Hello, I'm Sanchay Thalnerkar, an AI Engineer with a relentless drive to explore the frontiers of artificial intelligence. This notebook is a culmination of cutting-edge AI techniques tailored to revolutionize the marketing and social media landscapes.

In this collaborative workspace, you'll find tools and methods that harness the power of AI to generate innovative marketing scenarios, fine-tune advanced language models, and ensure diversity in AI-generated content. Whether you're here to learn, contribute, or simply explore, this notebook is designed to inspire creativity and push the boundaries of what's possible with AI in marketing.

Let's dive in and create something extraordinary together.

In [None]:
import json
from typing import List , Dict
from together import Together
from dotenv import load_dotenv
import os
import time
import re
from ratelimit import limits , sleep_and_retry
from collections import Counter

# Loading the Together API Key from Google Colab userdata

### The API key is securely loaded from the Colab environment to ensure proper access to the Together API services.

In [None]:
from google.colab import userdata


TOGETHER_API_KEY = userdata.get('together')


# Initializing the Together API Client

### Setting up the Together API client with the retrieved API key.
### A rate-limited function is defined to handle API calls, ensuring that calls are within the allowed limits.
### The function uses the Meta LLaMA model for generating completions.

In [None]:
together = Together(api_key = TOGETHER_API_KEY )

@sleep_and_retry
@limits(calls = 1,period = 1)
def rate_limited_api_call(messages):
    return together.chat.completions.create(
        model="meta-llama/Meta-Llama-3.1-405B-Instruct-Turbo",
        messages=messages,
        temperature=0.7,
    )


In [None]:
response  = rate_limited_api_call(messages)
print(response)

In [None]:
from rich.console import Console
from rich.markdown import Markdown

console = Console()

In [None]:
formatted = Markdown(response.choices[0].message.content.strip())

# Executing an API call to generate a response

# Using the defined `rate_limited_api_call` function to send a request to the Together model and store the response.

In [None]:
def get_model_responses(messages : List[Dict[str,str]] , max_retries : int = 3 , timeout : int=60 ) -> str:
  for attempt in range(max_retries):
    try:
      respone = rate_limited_api_call(messages)
      return Markdown(response.choices[0].message.content.strip())
    except Exception as e:
      console.print(f"[bold red] Error in the model response ( Attempt { attempt + 1} / {max_retries} ) : {e}  [/bold red]")
      if attempt < max_retries -1 :
        time.sleep(5)
  raise Exception( " Failed to get the response after repeated errors")


## Generating Multiple Marketing Scenarios

This function, `generate_multiple_marketing_samples`, creates a set number of diverse and innovative marketing scenarios.
Each scenario is formatted with an instruction, input, and response, making it suitable for fine-tuning AI models for marketing tasks.

In [None]:
def generate_multiple_marketing_samples(num_samples: int = 5) -> List[str]:
    system_message = f"""You are an elite marketing AI, tasked with generating {num_samples} exceptional, diverse, and innovative marketing scenarios.

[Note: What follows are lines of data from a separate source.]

PR #11173, opened 2026-08-02
fix(bal): promote selfdestruct storage reads before merge

### LINKED ISSUE #11167: BAL: spurious storage changes suppress declared reads
Split from #10858 after current-main per-entry remeasurement. This is the +1 storage-change / -1 storage-read direction.

## Current-main witnesses

Artifact provenance: base 703336c28a2b7c2f240d77f104e96e6281112d73; guest SHA256 c16ff50d559342d5f177db12dbc2afe002519397951f9ee512d61b802e7441a4; backend spike; fixture tag tests-zkevm@v0.6.2.

| fixture | stable case ID | affected read-only account | declared -> rebuilt storage_changes | declared -> rebuilt storage_reads | rebuilt/supplied |
|---|---|---|---|---|---:|
| 04301 | 71077cc2b75ca28e3ab362c65742e5c3482b8cb9e8aa0e5b763b2c043d56e520 | 9630500e6e254909281c471bb4f73947a4d35967 | [] -> [0] | [0] -> [] | 596/559 |
| 04445 | 676da4521634929655c3329d2c4381c8e910b2839f5bfc212f696f24f8ff4f8d | 2f82869f1aec50ef5b9811377b0fc13cd9f29229 | [] -> [0] | [0] -> [] | 569/564 |

The guest records a spurious storage change for slot 0 on an account the declared BAL treats as read-only. The serializer read-exclusion rule then suppresses the declared read for that account. This is a storage_changes/storage_reads defect, not #10871, whose measured scope is balance_changes value/row mis-attribution across accounts.

The mechanism is not destroy-specific: the selfdestruct-labelled cases are in this direction, but the sibling merge/callcode witnesses are in the dropped-change direction.

## Closing condition

For both stable case IDs on current main, reconstruct the guest BAL completely and verify per entry that the read-only account has no storage_changes row, retains storage_reads slot 0, and that all other storage rows and values match the declared BAL. Aggregate length or pass/fail alone is insufficient.

pirapira:
## Summary

Fixes #11167 by moving the selfdestruct-storage read promotion before the transaction BAL storage-change emission.

Execution-specs at pinned `e5a8caf1b` makes the ordering explicit: `state_tracker.py:556-579` (`destroy_storage`) converts same-transaction storage writes into storage reads before deleting them; `incorporate_tx_into_block` then updates the BAL builder at `state_tracker.py:832-858`. The guest now performs `account_state_promote_delete_reads` before `write_sets_incorporate_tx`. The latter still emits before merging into the cumulative write map, preserving its required pre-merge baseline. The later AccountState commit remains in place and is idempotent for rows already promoted.

The new call is live on the witness path: it is reached first with `mtx_i=0`, `account_state_delete_count=1`, and `tx_storage_writes_count=1`. This moves the destroy conversion earlier; it does not move BAL emission later, and it does not move the pre-merge baseline.

## Evidence

- Base: `696c236f22ba3949903bb01ea42628b0c09b776d`
- Candidate: `040e5b4cc`
- Parent ELF: `f4d016e6ffc7bad4d33cac949befef58a178c0fc628f65b4a0a923e630784522`
- Candidate ELF: `70e62310224fa887cb8cecb7158728d2837924ac22829b940de8a6e892f3823e`
- Runner: `/home/yoichi-bkp/.agents/../evm-asm-mergebot2/scripts/spike/spike_run`, sha256 `5b383a7702fb05dea16a2cc37dc313b82491fdf194f39c12306cb387a5a2b6b0`
- Prior current-main exercise census: 183/200 rows take the cold selfdestruct-storage path (17/200 complement).
- Deterministic random-200 manifest (seed `11167`, 190 oracle-valid / 10 oracle-invalid): parent `FA=0 FR=6 OK=194`; candidate `FA=0 FR=5 OK=195`; forward flip: `04418_test_selfdestructing_initcode_preserves_balance_fork_Amsterdam-blockchain_test-success-self-with`; reverse flips: none.
- `04418` moves to rebuilt=supplied `529/529`, shadow status 0. This overlaps the live #11001 family, but this single flip is not claimed as a family-wide result.
- `04445` has rebuilt=supplied `564/564`, shadow status 0 after the storage population is corrected; its remaining rejection is an independent non-BAL failure.
- `04301` changes from 7/17 storage-change/read emissions to 6/18 (the declared totals), and the extra `9630500e...` BAI=1 slot-0 row is gone. It retains an independent fee-recipient balance mismatch: `2adc25665018aa1fe0e6bc666dac8fc2697ff9ba`, BAI=2, candidate post 2053818 versus declared 2027133 (rebuilt/supplied 591/559). This is not attributed to the storage fix.
- Negative control `04778` remains rejected (fail code 5, shadow status 3); no false accepts occurred.

## Checks

- `LAKE_ARTIFACT_CACHE=false lake build` — 4798 jobs passed.
- `scripts/check-asm-to-program.sh` — clean (386 converted definitions).
- `NO_BUILD=1 ELF_DIR=/tmp/11167-candidate2-dir scripts/check-region-map.sh` — clean; text `0x63d4c`, data `0x5370`, bss `0x1c101b60`.
- Full output capture used `SPIKE_OUTPUT_LEN=344` for targeted diagnostic fields; the sweep used the standard 256-byte output.

Reproduction of the A/B legs:
```bash
WORKERS=30 scripts/sweep_one.py --spike /home/yoichi-bkp/.agents/../evm-asm-mergebot2/scripts/spike/spike_run --manifest /tmp/11167-random200.tsv --dump-len 256 /tmp/11166-main/stateless_guest.elf /tmp/parent.tsv
WORKERS=30 scripts/sweep_one.py --spike /home/yoichi-bkp/.agents/../evm-asm-mergebot2/scripts/spike/spike_run --manifest /tmp/11167-random200.tsv --dump-len 256 /tmp/11167-candidate2.elf /tmp/candidate.tsv
```


pirapira:
Labelled — build green. I read the emitted-logic diff directly against the constraint it could have broken.

**The logic change is one line**, inserted immediately before `jal ra, write_sets_incorporate_tx`:

```
jal ra, account_state_promote_delete_reads
```

Everything else in the diff is address churn from the repin.

**It moves the destroy earlier; it does not move the emit later.** That distinction is the whole review. `write_sets_incorporate_tx` is untouched, so `bal_emit_storage_changes` still runs immediately before `storage_writes_block_upsert` — and the BAL net-zero baseline still sees the **pre-merge** block map. Moving the emit instead would have turned a pre-vs-post comparison into post-vs-post and traded this defect for a worse one. The two are indistinguishable in a summary and opposite in effect.

**Placement is on the success path only** — the insertion sits after `beqz t2, .Lbv_mtx_storage_drop`, so a failed transaction still discards without conversion. Correct: there is nothing to convert on a dropped map.

**Spec order restored**: `state_tracker.py:556-579` converts a deleted account's `storage_writes` into `storage_reads` *before* `incorporate_tx_into_block` updates the builder at `:855-858`. The guest's account-state commit helper performed the same conversion but was reached *below* the storage merge, so the producer saw a write the spec had already converted — and the serializer then correctly suppressed the read. **The serializer was never the defect.**

**Evidence, in the order that makes it convincing:**

| layer | result |
|---|---|
| mechanism | spec ordering as above |
| exercise | `account_state_promote_delete_reads` reached live — `mtx_i=0`, `delete_count=1`, `tx_writes=1` |
| per-class | 04301: `storage_changes` 7→**6**, `read_emit` 17→**18**, against a declared **6 / 18** |
| population | random-200: FR 6→**5**, forward `[04418]`, reverse **empty**, FA=0 both legs |

The per-class layer matters because **FR is a row-level verdict and cannot see a per-class fix** — 04301 still fails on an unrelated `2adc` fee-recipient balance mismatch, checked against #10871 (open, covers `balance_changes` misattribution) and #10836 (closed, different class) and correctly left with #10871. Scoped out in the body rather than absorbed.

The idempotency claim — that the later commit call is a no-op for rows already removed while still owning the durable account commit — is the one assertion resting on reasoning rather than measurement. The null reverse across 200 supports it; a constructed double-call case would settle it.

`04418` overlaps #11001's family, noted as an observation rather than claimed as a family result.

Each scenario must be unique and push the boundaries of creative marketing. Your goal is to create a dataset that will revolutionize AI-assisted marketing when used for fine-tuning.

    For each sample, provide:

    1. Instruction: A specific, challenging marketing task that requires creativity and expertise.
    2. Input: Detailed context, including company info, target audience, constraints, and goals.
    3. Response: An outstanding, creative solution that addresses the instruction and input.

    Guidelines:
    - Cover a wide range of industries: tech, fashion, food, finance, entertainment, healthcare, education, travel, etc.
    - Include various marketing channels: social media, email, content marketing, influencer partnerships, guerrilla marketing, AR/VR campaigns, etc.
    - Address different marketing objectives: brand awareness, lead generation, customer retention, product launch, crisis management, etc.
    - Incorporate current trends: sustainability, AI, personalization, interactive content, social causes, etc.
    - Consider various audience segments: Gen Z, millennials, seniors, B2B executives, niche hobbyists, global markets, etc.
    - Include challenging scenarios: limited budgets, tight deadlines, highly competitive markets, rebranding efforts, etc.
    - Explore innovative formats: interactive stories, user-generated content campaigns, multi-platform narratives, gamification, etc.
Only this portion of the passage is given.